For safety purposes, ISO recommends including an explanation of what the product function is on the package, along with instructions for its use. Any precautionary or warning statements should also be printed on the package to caution consumers in the use of said product. Additional information that should appear on the packaging of cosmetic products includes:

- Manufacturer's name and address
- Date of manufacture or batch number that can be used to identify the product
- Product's weight or volume at the time it was packaged
- Recommendations for storage of the product
- ISO 22715 provides guidelines to be followed in how that information should appear on the packaging. If applicable, requirements are provided for primary and secondary packaging.

==Relevance of ISO standards==

The International Organization for Standardization (ISO) was formed in 1947. It is a non-governmental organization (NGO) that is based in Geneva, Switzerland. The ISO has 162 members and the organization represents the interest of international standards of 196 countries. This represents almost 97 percent of the world's population.

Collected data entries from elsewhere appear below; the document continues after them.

PR #596, opened 2024-10-07
 rawdb: implement freezer resettable & state freezer 

huyngopt1994:
Reference: https://github.com/ethereum/go-ethereum/pull/26324

### DIFF
--- a/core/rawdb/freezer.go
+++ b/core/rawdb/freezer.go
@@ -270,46 +270,49 @@ func (f *Freezer) ModifyAncients(fn func(ethdb.AncientWriteOp) error) (writeSize
 }
 
 // TruncateHead discards any recent data above the provided threshold number, only keep the first items ancient data.
-func (f *Freezer) TruncateHead(items uint64) error {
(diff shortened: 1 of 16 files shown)


core/rawdb/freezer.go
```diff
@@ -270,46 +270,49 @@ func (f *Freezer) ModifyAncients(fn func(ethdb.AncientWriteOp) error) (writeSize
 }
 
 // TruncateHead discards any recent data above the provided threshold number, only keep the first items ancient data.
-func (f *Freezer) TruncateHead(items uint64) error {
+func (f *Freezer) TruncateHead(items uint64) (uint64, error) {
```
Francesco4203, line 273: Can we also add descriptions for the returning old head number here? Just like for the TruncateTail.

Francesco4203 (approved):
LGTM

core/rawdb/freezer.go
huyngopt1994: oke let me update

PR #588, opened 2024-09-27
trie: add trie db wrapper; refactor trienode

Francesco4203:
References: 
- https://github.com/ethereum/go-ethereum/pull/27160 (only for moving memoryNode to NodeSet and rename) 
- https://github.com/ethereum/go-ethereum/pull/27176

Changes:
- Add wrapper for database since later, we will have another database for path-based. Note that the common features such as cache, preimage,... are in the wrapper interface.
- Move nodeset to trienode/node 
- Adjust tests: add scheme to tests for later testing on path-based
- Remove callback in db.Commit() since it is not used (ref https://github.com/ethereum/go-ethereum/pull/26637)

PR #603, opened 2024-10-15
all: reworkNodeResolver for working with multiple state schemes with …

huyngopt1994:
Continue PR https://github.com/axieinfinity/ronin/pull/588 with missing port changes for supporting path/hash scheme when using trienode iterator


Francesco4203 (approved):
LGTM

PR #607, opened 2024-10-18
core: add testnet create and precompile hook

minh-bq:
Early day in development, when developing for hardfork, some testnet blocks were created with development code and not compatible with the current master code. This commit adds testnet hooks to handle testnet bad blocks, makes the code compatible with testnet data.


huyngopt1994 (approved):

huyngopt1994:
Screenshot 2024-10-21 at 9 08 44 PM
Before apply in Testnet env with full sync mode

After applying 
Screenshot 2024-10-21 at 9 21 20 PM

PR #614, opened 2024-10-25
core, eth/downloader: pbss fix release v1.13.1

Francesco4203:
References:
- eth/downloader: prevent pivot moves after state commit https://github.com/ethereum/go-ethereum/pull/28126
- core, eth/downloader: fix genesis state missing due to state sync https://github.com/ethereum/go-ethereum/pull/28124


huyngopt1994 (commented):
LGTM

PR #620, opened 2024-10-30
cmd/ronin/chaincmd: open ancient freezer when init genesis

Francesco4203:
Before this PR, when initializing genesis, the ancient db is not opened for writing the genesis state, results in data inconsistency in the ancient db. Therefore, when processing the next blocks, the following error occurred
```
CRIT [10-30|04:53:29.422] Failed to truncate state history freezer err="out of range, tail: 0, head: 0, target: 90000"
```
This PR simply open the ancient db for writing genesis state when initializing it.


huyngopt1994:
just be clear, we don't pass this flag in entrypoint.sh because it will use the default value is ancient.

PR #624, opened 2024-10-31
[consortium-v1] Get list validators from genesis instead of statedb for snapsync.

huyngopt1994:
Related to recent PR merged to path-base implementing https://github.com/axieinfinity/ronin/pull/614
> State sync overwrites the persistent state, and this action can disrupt states that reference the current persistent state. The appropriate solution in such a situation is to mark the entire trie database as unusable, which prevents any subsequent state reads, and raises a layer stale error if the read operation is done by the prev-created stale state. The trie database will remain in this state until the state sync process is completed, and a usable persistent state is assembled.

In the coming enhancements related to avoid disruption genesis data  in the snap sync with path schem enable. In the Ronin implementing, we have some functions for getting Validators from StateDB during snap sync which violate this approach. 
```
	// set SCValidators function before initiating new miner to prevent miner starts without SCValidators
	if chainConfig.Consortium != nil {
		c := eth.engine.(*consortium.Consortium)
		stack.RegisterAPIs(c.APIs(eth.blockchain))
		c.SetGetSCValidatorsFn(func() ([]common.Address, error) {
			stateDb, err := eth.blockchain.State()
			if err != nil {
				log.Crit("Cannot get state of blockchain", "err", err)
				return nil, err
			}
			return state.GetSCValidators(stateDb), nil
		})
```
---
```
	if mode == SnapSync {
		if !d.snapSync {
			// Snap sync will directly modify the persistent state, making the entire
			// trie database unusable until the state is fully synced. To prevent any
			// subsequent state reads, explicitly disable the trie database and state
			// syncer is responsible to address and correct any state missing.
			if d.blockchain.TrieDB().Scheme() == rawdb.PathScheme {
				if err := d.blockchain.TrieDB().Disable(); err != nil {
					return err
				}
			}
```

### DIFF
--- a/consensus/consortium/v1/consortium.go
+++ b/consensus/consortium/v1/consortium.go
@@ -338,11 +338,10 @@ func (c *Consortium) snapshot(chain consensus.ChainHeaderReader, number uint64, 
 			if cpHeader != nil {
 				hash := cpHeader.Hash()
 
-				validators, err := c.getValidatorsFromContract(chain, number)
+				validators, err := c.getValidatorsFromGenesis()
 				if err != nil {
 					return nil, err
 				}
-
 				snap = newSnapshot(c.config, c.signatures, number, hash, validators)
 				if err := snap.store(c.db); err != nil {
 					return nil, err
@@ -756,6 +755,31 @@ func (c *Consortium) doCalcDifficulty(signer common.Address, number uint64, vali
 	return new(big.Int).Set(diffNoTurn)
 }
 
+// getValidatorsFromGenesis gets the list of validators from the genesis block support backward compatibility in v1, only used with Snap Sync.
+func (c *Consortium) getValidatorsFromGenesis() ([]common.Address, error) {
+	var validatorSet []string
+	switch {
+	case c.chainConfig.ChainID.Cmp(big.NewInt(2020)) == 0:
+		validatorSet = []string{
+			"0x000000000000000000000000f224beff587362a88d859e899d0d80c080e1e812",
+			"0x00000000000000000000000011360eacdedd59bc433afad4fc8f0417d1fbebab",
+			"0x00000000000000000000000070bb1fb41c8c42f6ddd53a708e2b82209495e455",
+		}
+	case c.chainConfig.ChainID.Cmp(big.NewInt(2021)) == 0:
+		validatorSet = []string{
+			"0x0000000000000000000000004a4bc674a97737376cfe990ae2fe0d2b6e738393",
+			"0x000000000000000000000000b6bc5bc0410773a3f86b1537ce7495c52e38f88b",
+		}
+	default:
+		return nil, errors.New("no validator set for this chain only support Mainnet & Testnet")
+	}
+	var addresses []common.Address
+	for _, str := range validatorSet {
+		addresses = append(addresses, common.HexToAddress(str))
+	}
+	return addresses, nil
+}
+
 // Read the validator list from contract
 func (c *Consortium) getValidatorsFromContract(chain consensus.ChainHeaderReader, number uint64) ([]common.Address, error) {
 	if chain.Config().IsFenix(big.NewInt(int64(number))) {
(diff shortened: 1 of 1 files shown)


consensus/consortium/v1/consortium.go
```diff
@@ -756,6 +774,35 @@ func (c *Consortium) doCalcDifficulty(signer common.Address, number uint64, vali
 	return new(big.Int).Set(diffNoTurn)
 }
 
+// getValidatorsFromGenesis gets the list of validators from the genesis block support backward compatibility in v1, only used with Snap Sync.
+func (c *Consortium) getValidatorsFromGenesis() ([]common.Address, error) {
+	if c.chainConfig.ConsortiumV2Block == nil {
```
minh-bq, line 779: What is the purpose of this check? ConsortiumV2Block is the hardfork block of version 2.

consensus/consortium/v1/consortium.go
```diff
@@ -756,6 +774,35 @@ func (c *Consortium) doCalcDifficulty(signer common.Address, number uint64, vali
...
+			"0x00000000000000000000000070bb1fb41c8c42f6ddd53a708e2b82209495e455",
+		}
+	case c.chainConfig.ChainID.Cmp(big.NewInt(2021)) == 0:
+		validatorSet = []string{
+			"0x0000000000000000000000004a4bc674a97737376cfe990ae2fe0d2b6e738393",
+			"0x000000000000000000000000b6bc5bc0410773a3f86b1537ce7495c52e38f88b",
+		}
+	default:
+		log.Info("chainID", c.chainConfig.ChainID)
+		return nil, errors.New("No validator set for this chain only support Mainnet & Testnet")
```
minh-bq, line 797: nit: please lowercase the first character in error

consensus/consortium/v1/consortium.go
```diff
@@ -338,9 +338,19 @@ func (c *Consortium) snapshot(chain consensus.ChainHeaderReader, number uint64,
 			if cpHeader != nil {
 				hash := cpHeader.Hash()
 
-				validators, err := c.getValidatorsFromContract(chain, number)
-				if err != nil {
-					return nil, err
+				var validators []common.Address
+				var err error
+				// Snap Sync mode.
+				if c.skipCheckpointHeaderCheck {
```
minh-bq, line 344: IMO, I don't think this is needed as getValidatorsFromGenesis must return the same as getValidatorsFromContract at genesis block so we can just use getValidatorsFromGenesis. It's okay to let it like this but I see that in getValidatorsFromLastCheckpoint there is no check like this but use getValidatorsFromGenesis directly. I think we should be consistent here.

consensus/consortium/v1/consortium.go
huyngopt1994: hm let me remove, this check is valid, maybe mis typo

consensus/consortium/v1/consortium.go
huyngopt1994: The first idea is try to limit the impact for snap sync, and keep the remaining logic when we don't use it. But in theory, those infor must be same. Hence, let me remove here for consistency.

consensus/consortium/v1/consortium.go
```diff
@@ -485,7 +484,8 @@ func (c *Consortium) Prepare(chain consensus.ChainHeaderReader, header *types.He
 	header.Extra = header.Extra[:extraVanity]
 
 	if number%c.config.Epoch == 0 {
-		validators, err := c.getValidatorsFromContract(chain, number)
+		var validators []common.Address
+		validators, err := c.getValidatorsFromGenesis()
```
minh-bq, line 488: This is incorrect. getValidatorsFromGenesis is only the same as getValidatorsFromContract at genesis block. The if case here is meant to be triggered every checkpoint. The Prepare is not important in sync process so I think we don't need to change this.

minh-bq:
nit: In the commit message, can we have commit title + newline + commit description? Right now we have commit title + commit description without newline in between.

consensus/consortium/v1/consortium.go
huyngopt1994: hmm, agree already tested again for verifying, seem prepare is only triggred when mining new block, so this logic will not happen when sync logic, so  I will keep the logic, only return data from genesis in snapshot and last checkpoint logic.

minh-bq (approved):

The ISO's purpose is to create standards that are used to help form public policies and business objectives that benefit people throughout the world. Since May 2016, there has been over 21,500 ISO standards published. The ISO develops new standards when industry sectors and their stakeholders determine that a need exists. The standards are developed under the oversight of the ISO through cooperative efforts between other NGOs, consumer organizations, representatives from government agencies, academics and testing laboratories.

==Legal relevance of ISO 22715==

ISO 22715 is not legally binding, but it is the common denominator used for developing national regulations that address the labeling and packaging of cosmetic products. Regulators in individual countries often look to ISO standards as the benchmark for best practices for the different industry sectors in which they apply. Many regulators require businesses and manufacturers to comply with applicable ISO standards, in addition to local regulations.

Currently, there are 26 published ISO standards devoted to the cosmetic sector, including ISO 22715. These standards are overseen by the ISO's cosmetic product technical committee that was established in 1998. This committee is composed of standardization bodies from major markets, such as leading ASEAN countries, most European countries and the United States via ANSI. Thirty-nine countries participate in the creation of standards for cosmetic products, with 27 observing countries within the committee.

To better distribute and update standards as needed, the ISO maintains the copyright on its standards. Most standards are reviewed and updated every five to seven years to remain relevant to the latest technologies within industry sectors.

==ISO 22715 and local regulations==

Often, local regulations may exceed the requirements specified in ISO 22715. In the United States, the Food & Drug Administration (FDA) regulates the cosmetic industry with standards that are provided by the American National Standards Institute (ANSI), in which the FDA is member.

In the European Union, cosmetic manufacturers must abide by Regulation (EC) No. 1223/2009 Article 19 for the labeling of cosmetic products.